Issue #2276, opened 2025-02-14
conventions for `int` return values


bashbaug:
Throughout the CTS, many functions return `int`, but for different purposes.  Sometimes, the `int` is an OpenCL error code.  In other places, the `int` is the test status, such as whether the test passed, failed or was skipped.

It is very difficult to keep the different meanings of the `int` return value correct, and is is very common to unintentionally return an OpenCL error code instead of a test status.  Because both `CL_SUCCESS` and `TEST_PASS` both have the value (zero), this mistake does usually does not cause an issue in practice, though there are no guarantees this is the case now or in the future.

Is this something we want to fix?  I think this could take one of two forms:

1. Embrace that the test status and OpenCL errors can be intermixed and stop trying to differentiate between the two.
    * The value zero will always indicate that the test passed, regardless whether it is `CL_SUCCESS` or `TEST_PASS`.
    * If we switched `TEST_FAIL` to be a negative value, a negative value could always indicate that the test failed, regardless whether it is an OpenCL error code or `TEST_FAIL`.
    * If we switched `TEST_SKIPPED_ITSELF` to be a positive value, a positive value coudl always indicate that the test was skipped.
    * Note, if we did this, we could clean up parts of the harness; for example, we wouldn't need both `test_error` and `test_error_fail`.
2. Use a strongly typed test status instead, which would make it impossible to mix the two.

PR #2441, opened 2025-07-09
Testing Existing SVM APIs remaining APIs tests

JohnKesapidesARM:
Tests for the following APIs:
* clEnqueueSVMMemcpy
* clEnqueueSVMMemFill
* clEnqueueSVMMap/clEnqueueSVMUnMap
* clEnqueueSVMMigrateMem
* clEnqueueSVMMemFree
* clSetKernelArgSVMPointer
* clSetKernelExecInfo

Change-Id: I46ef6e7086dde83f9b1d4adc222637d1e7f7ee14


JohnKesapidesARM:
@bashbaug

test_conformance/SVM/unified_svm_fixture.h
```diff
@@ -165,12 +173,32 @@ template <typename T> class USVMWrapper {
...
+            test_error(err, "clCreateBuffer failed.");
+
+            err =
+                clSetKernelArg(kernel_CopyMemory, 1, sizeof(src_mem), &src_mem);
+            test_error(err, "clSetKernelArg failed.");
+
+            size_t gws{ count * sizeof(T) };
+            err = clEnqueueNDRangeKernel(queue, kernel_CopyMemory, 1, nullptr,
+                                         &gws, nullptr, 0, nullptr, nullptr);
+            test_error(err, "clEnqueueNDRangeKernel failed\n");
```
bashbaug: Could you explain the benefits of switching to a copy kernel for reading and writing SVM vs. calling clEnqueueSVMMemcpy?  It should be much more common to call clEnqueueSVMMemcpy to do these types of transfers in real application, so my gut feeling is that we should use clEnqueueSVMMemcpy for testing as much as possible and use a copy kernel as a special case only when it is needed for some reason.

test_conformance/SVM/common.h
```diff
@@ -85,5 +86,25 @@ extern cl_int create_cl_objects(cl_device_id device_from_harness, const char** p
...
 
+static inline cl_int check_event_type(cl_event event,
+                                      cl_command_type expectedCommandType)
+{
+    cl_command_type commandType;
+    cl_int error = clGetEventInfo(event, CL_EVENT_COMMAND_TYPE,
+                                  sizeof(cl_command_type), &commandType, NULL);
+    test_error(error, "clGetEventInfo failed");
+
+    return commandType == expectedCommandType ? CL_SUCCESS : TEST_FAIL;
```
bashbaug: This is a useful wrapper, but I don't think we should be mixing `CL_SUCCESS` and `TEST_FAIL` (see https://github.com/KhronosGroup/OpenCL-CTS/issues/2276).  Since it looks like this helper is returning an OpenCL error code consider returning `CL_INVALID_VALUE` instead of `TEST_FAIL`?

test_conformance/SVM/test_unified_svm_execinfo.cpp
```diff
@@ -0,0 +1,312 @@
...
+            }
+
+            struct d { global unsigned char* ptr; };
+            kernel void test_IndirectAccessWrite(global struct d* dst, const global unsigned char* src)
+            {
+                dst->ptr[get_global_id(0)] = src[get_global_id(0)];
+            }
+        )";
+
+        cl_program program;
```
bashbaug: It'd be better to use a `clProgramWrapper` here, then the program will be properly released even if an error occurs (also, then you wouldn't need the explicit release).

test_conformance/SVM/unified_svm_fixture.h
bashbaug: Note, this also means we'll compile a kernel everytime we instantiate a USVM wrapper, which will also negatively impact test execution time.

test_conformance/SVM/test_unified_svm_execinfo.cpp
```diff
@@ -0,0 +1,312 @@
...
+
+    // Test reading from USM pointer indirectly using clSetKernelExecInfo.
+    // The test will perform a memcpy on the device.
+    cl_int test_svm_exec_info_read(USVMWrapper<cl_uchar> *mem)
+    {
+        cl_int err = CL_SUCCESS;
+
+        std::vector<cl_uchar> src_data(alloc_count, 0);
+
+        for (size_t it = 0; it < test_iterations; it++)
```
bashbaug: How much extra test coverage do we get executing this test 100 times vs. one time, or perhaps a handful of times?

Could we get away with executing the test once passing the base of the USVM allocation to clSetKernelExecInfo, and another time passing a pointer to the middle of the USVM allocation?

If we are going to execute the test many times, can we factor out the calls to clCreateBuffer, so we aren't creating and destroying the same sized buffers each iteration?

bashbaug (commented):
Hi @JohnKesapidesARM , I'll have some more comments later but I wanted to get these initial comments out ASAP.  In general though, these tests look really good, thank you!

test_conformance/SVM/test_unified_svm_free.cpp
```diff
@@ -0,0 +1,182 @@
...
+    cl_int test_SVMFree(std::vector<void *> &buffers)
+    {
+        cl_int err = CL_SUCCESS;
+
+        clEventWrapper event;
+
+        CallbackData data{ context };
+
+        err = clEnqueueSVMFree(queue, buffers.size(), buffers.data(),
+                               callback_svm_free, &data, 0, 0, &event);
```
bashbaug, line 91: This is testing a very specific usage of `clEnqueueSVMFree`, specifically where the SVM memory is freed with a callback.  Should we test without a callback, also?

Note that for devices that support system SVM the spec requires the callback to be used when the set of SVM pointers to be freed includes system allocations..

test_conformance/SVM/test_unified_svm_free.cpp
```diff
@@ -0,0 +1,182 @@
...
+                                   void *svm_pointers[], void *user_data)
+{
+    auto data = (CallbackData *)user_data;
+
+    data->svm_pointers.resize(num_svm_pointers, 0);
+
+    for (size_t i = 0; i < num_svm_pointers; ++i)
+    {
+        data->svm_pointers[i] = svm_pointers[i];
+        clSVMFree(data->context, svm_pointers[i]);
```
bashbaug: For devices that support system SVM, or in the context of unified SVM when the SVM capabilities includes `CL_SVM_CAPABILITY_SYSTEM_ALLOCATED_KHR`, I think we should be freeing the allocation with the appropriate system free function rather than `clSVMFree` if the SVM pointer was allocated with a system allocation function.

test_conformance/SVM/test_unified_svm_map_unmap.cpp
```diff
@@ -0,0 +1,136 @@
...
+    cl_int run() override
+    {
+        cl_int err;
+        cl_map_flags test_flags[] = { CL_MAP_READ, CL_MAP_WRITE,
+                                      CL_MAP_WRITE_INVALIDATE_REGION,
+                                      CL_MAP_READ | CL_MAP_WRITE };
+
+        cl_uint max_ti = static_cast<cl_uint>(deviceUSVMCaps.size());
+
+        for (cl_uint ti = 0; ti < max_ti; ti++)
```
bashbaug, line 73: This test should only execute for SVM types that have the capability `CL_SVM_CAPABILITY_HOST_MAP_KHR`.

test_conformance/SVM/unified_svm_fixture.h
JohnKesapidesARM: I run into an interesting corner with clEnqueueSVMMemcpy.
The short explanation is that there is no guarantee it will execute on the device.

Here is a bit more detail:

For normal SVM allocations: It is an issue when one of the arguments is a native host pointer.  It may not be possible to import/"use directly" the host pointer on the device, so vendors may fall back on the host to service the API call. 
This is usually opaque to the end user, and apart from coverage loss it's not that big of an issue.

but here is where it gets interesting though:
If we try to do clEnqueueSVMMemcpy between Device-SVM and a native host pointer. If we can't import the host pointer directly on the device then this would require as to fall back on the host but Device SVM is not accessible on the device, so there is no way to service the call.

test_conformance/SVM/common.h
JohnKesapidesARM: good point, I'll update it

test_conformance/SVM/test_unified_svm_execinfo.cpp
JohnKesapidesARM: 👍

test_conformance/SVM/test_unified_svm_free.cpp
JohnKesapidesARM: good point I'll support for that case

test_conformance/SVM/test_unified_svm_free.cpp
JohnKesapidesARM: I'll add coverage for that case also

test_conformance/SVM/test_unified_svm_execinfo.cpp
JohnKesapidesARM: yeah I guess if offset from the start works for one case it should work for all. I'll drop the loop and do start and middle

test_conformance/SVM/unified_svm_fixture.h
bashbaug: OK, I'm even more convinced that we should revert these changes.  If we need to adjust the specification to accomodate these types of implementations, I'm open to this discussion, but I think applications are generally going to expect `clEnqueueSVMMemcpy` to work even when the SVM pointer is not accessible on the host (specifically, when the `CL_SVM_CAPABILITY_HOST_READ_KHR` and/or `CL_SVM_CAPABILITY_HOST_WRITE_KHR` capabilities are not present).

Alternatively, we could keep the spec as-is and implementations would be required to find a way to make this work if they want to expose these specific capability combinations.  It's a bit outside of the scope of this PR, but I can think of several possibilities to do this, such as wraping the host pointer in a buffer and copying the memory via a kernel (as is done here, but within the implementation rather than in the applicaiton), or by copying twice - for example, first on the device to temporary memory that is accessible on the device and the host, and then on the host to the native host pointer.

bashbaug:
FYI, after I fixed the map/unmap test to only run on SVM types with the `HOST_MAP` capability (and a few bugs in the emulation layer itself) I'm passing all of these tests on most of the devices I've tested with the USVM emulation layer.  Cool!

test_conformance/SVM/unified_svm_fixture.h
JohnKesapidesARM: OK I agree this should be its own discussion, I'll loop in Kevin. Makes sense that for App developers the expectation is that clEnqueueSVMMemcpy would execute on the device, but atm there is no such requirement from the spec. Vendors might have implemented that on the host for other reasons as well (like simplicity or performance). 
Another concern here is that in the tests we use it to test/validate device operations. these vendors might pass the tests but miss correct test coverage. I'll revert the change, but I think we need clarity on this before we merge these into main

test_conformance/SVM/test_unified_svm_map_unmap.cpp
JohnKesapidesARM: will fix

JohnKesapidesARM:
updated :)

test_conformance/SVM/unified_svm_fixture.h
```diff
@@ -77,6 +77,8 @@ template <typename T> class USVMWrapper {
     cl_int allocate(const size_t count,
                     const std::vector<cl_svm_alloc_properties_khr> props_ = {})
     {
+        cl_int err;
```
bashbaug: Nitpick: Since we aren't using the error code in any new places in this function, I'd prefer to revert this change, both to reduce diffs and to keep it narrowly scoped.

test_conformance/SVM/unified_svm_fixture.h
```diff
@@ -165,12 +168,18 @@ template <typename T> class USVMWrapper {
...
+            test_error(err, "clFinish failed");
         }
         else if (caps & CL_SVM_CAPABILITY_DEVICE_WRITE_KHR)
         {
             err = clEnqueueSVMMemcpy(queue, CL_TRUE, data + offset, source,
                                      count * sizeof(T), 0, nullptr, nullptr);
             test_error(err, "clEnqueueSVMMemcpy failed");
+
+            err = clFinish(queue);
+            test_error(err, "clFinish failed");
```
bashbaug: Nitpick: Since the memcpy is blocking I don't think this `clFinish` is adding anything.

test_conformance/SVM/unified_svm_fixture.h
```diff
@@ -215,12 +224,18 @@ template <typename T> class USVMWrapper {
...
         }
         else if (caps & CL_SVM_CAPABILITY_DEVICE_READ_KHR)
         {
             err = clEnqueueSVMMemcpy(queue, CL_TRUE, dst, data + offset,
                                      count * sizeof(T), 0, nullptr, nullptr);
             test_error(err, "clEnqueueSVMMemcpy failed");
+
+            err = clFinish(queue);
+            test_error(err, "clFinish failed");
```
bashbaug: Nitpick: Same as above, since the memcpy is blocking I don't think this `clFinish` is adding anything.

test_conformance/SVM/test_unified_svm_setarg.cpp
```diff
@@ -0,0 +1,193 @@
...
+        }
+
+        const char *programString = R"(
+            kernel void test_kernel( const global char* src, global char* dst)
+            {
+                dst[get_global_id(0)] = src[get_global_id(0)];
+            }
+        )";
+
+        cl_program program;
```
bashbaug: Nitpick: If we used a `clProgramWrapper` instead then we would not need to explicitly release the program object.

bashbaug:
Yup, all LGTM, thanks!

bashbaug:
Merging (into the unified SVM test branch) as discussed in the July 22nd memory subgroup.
+++
_TASK DIRECTIONS_
The answer must be every line of the data that contains the word "clCreateBuffer".

_OUTPUT FOR THIS EXERCISE_
+            test_error(err, "clCreateBuffer failed.");
If we are going to execute the test many times, can we factor out the calls to clCreateBuffer, so we aren't creating and destroying the same sized buffers each iteration?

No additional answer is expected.